A year after a horrific act of domestic violence left her with gunshot wounds, Kate Fay rebuilds her life.
Her pelvis broken and six bullets lodged in her body, Kate Fay heaved her wounded friend off her, stood up, and stumbled past her dead mother.
Outside her mother’s Shoreview home, Fay crumpled to the sidewalk, crying out for help from her mother’s movers and somehow managing to call her brother on her cellphone. “John shot everybody!” she told him. “Mom’s gone!”
It was June 4, 2013. Fay had just seen her 57-year-old mother, attorney Nancy Sullivan, shot to death by Johnny L. Simpson, 65, the boyfriend Sullivan was trying to leave. Tony Brown, Fay’s ex-boyfriend and the father of her 5-year-old daughter, lay wounded, shot four times when he stepped in front of Fay to try to end Simpson’s rampage.
It ended only when Simpson fatally shot himself.
Brown and Fay survived. Fay spent the next week in intensive care, heavily sedated, occasionally lucid enough to ask her brother, Danny Fay, who never left her side, what had happened. A month passed before she was well enough to leave the hospital in a wheelchair.
“It’s been unreal ever since,” Fay said. “Nothing will ever be the same.”
Simpson’s horrific act of domestic violence had effects that extended well beyond his primary target. Fay and her brother now live not just with the damage inflicted by gunshot wounds, but also with the memories and sorrow inflicted by that day.

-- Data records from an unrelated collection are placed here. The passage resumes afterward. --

PR #492, opened 2023-06-16
Set default interval for ScrapeEndpoint

### LINKED ISSUE #491: [bug/docs] The operator requires endpoint's scrape interval, but docs say it's optional
According to the docs, `ScrapeEndpoint.interval` is optional (`required == false`, [ref](https://github.com/GoogleCloudPlatform/prometheus-engine/blob/v0.7.0/doc/api.md#scrapeendpoint)). However, I can't apply the following resource:

```yaml
kind: PodMonitoring
metadata:
  name: argocd-metrics
  namespace: argocd
spec:
  endpoints:
    - port: metrics
  selector:
    matchLabels:
      app.kubernetes.io/name: argocd-metrics
```

The validation error:

> admission webhook "validate.podmonitorings.gmp-operator.gmp-system.monitoring.googleapis.com" denied the request: invalid definition for endpoint with index 0: invalid scrape interval: empty duration string

I guess, the docs should be corrected.

bernot-dev:
Fix #491

Also adding validation for the field, based on the [regex provided in the Prometheus duration spec](https://prometheus.io/docs/prometheus/latest/configuration/configuration/#configuration-file).

### DIFF
--- a/pkg/operator/apis/monitoring/v1/types.go
+++ b/pkg/operator/apis/monitoring/v1/types.go
@@ -988,6 +988,8 @@ type ScrapeEndpoint struct {
 	// Proxy URL to scrape through. Encoded passwords are not supported.
 	ProxyURL string `json:"proxyUrl,omitempty"`
 	// Interval at which to scrape metrics. Must be a valid Prometheus duration.
+	// +kubebuilder:validation:Pattern="^((([0-9]+)y)?(([0-9]+)w)?(([0-9]+)d)?(([0-9]+)h)?(([0-9]+)m)?(([0-9]+)s)?(([0-9]+)ms)?|0)$"
+	// +kubebuilder:default="1m"
 	Interval string `json:"interval,omitempty"`
 	// Timeout for metrics scrapes. Must be a valid Prometheus duration.
 	// Must not be larger then the scrape interval.
--- a/cmd/operator/deploy/crds/monitoring.googleapis.com_clusterpodmonitorings.yaml
+++ b/cmd/operator/deploy/crds/monitoring.googleapis.com_clusterpodmonitorings.yaml
@@ -90,7 +90,9 @@ spec:
                       x-kubernetes-int-or-string: true
                     interval:
                       type: string
+                      default: 1m
                       description: Interval at which to scrape metrics. Must be a valid Prometheus duration.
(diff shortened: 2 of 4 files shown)


pkg/operator/apis/monitoring/v1/types.go
StevenYCChou, line 1: Can you add tests to the corresponding path pkg/operator/apis/monitoring/v1/types_test.go on the default value and maybe a simple smoke test for the validation pattern?

pkg/operator/generated/clientset/versioned/clientset.go
StevenYCChou, line 1: Are the code under `pkg/operator/generated/clientset/versioned/clientset.go` generated based on the changes in  `pkg/operator/apis/monitoring/v1/types.go` and you didn't manually write any code here? If that's the case, please just resolve this comment.

StevenYCChou (changes requested):

pkg/operator/generated/clientset/versioned/clientset.go
bwplotka: Yea I think it feels like not releated changes to the main focus of this PR 🤔

bwplotka (commented):
Thanks! 

I think I am fine with types.go and yaml changes, but clientset and factory changes feels unrelated? 🤔 Maybe some different generator version? Should we change that in separate PR?

bernot-dev:
> clientset and factory changes feels unrelated? 🤔 Maybe some different generator version? Should we change that in separate PR?

From what I can tell, those files are related somehow...the clientset/factory generated files don't change when I run `make regen` before adding the annotations. Exactly how the generated files are related to the actual change I made is beyond me. But it doesn't seem like the code generator thinks they are unrelated.

pkg/operator/apis/monitoring/v1/types.go
StevenYCChou: [bernot-dev](https://github.com/bernot-dev) reached out to me offline that we probably need to add a e2e test running on KIND, not `pkg/operator/apis/monitoring/v1/types_test.go` - and I agree as the change is on the `apiextensions.k8s.io/v1`. 

Thanks for bringing this up, Adam!

bernot-dev:
@bwplotka You were right, it was skipping codegen when it didn't see that the files had been updated. #497 updates the clientset and factory generated files separately.

bwplotka:
So this PR has to be rebased now, right?

bwplotka (approved):
Thanks 💪🏽

PR #497, opened 2023-06-21
Update generated files with controller-gen v0.12.0

bernot-dev:
Update clientset and factory generated files for changes introduced by upgrading `controller-gen`.


bwplotka (approved):
Thanks! Is there a way we can pin the version in our tooling? or at least document?

bwplotka:
We could use https://github.com/bwplotka/bingo (just saying).

PR #506, opened 2023-06-29
ui: Changed script to remove known unused and insecure packages.

bwplotka:
We really don't want to vendor packages we don't to build our UI

Unfortunately it's not so easy. Simply doing `npm ci --omit=dev` or `npm install --omit=dev` that in theory should only install required deps to build, still does not install enough deps and blocks npm build. I think (not an expert here), this is because some package authors misunderstand what devDeps vs normal deps are and put production packages to "dev" e.g. [lezer-promql](https://github.com/GoogleCloudPlatform/prometheus-engine/blob/main/third_party/prometheus_ui/base/web/ui/module/lezer-promql/package.json#L32). I tried to install deps with --omit=dev, and manually install those deps for lezer-promql, but similar problem occurs on other packages.

For now we manually remove known, vulnerable package from this repo. Note that we have same problem to solve on https://github.com/GoogleCloudPlatform/prometheus/tree/release-2.35.0-gmp/web/ui/node_modules/rst-selector-parser


bwplotka:
Tested changes (make frontend and manual browse of UI on built container)

TheSpiritXIII (approved):
Nice job!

On average, every minute in the United States, 24 people become the victims of violence at the hands of an intimate partner, according to the Centers for Disease Control and Prevention in Atlanta. Women are the primary targets. Beyond the horror they suffer, there is the shock, fear and grief inflicted on their families. And domestic violence is an even broader public health concern because children who survive or endure violence often become violent themselves.
Something felt amiss
In the Shoreview case, neither of Sullivan’s adult children had seen signs of potential violence in their mother’s relationship. But after their mother’s death, they learned that Simpson’s ex-wife had made allegations of violence during their divorce.
That they didn’t see or sense danger doesn’t surprise Liz Richards, executive director of the Minnesota Coalition for Battered Women.
Even the best scientific methodology is right only about 60 percent of the time in predicting lethal domestic violence, Richards said.
The best predictor? A woman’s gut instinct. “If you feel like you’re at risk, even if you can’t articulate why, trust that sense,” Richards said.
In Sullivan’s case, something was starting to feel amiss. The day before she was killed, she told her son that Simpson was trying to keep her from moving out. Danny Fay said he told his mother to call a police escort. Instead, she called Brown. Meanwhile, Kate Fay, feeling some concern, left work to help her mother.
But they never expected anything like the violence they encountered at her house. “Of course I would love to ask my mom a million and one questions,” Kate Fay said last week.
Sullivan’s case is a particularly grim illustration of one of the most established truths about domestic violence — that the breakup is the most perilous time for women, because the abuser is losing control. But violence can be difficult to predict because up until that time, control may have been exerted quietly, Richards said. Often, a woman is accustomed to capitulating to the man so he has no need to resort to violence.
In therapy, victims often say they became accustomed to doing what the partner wanted. Many say, “He would just look at me and I knew,” Richards said.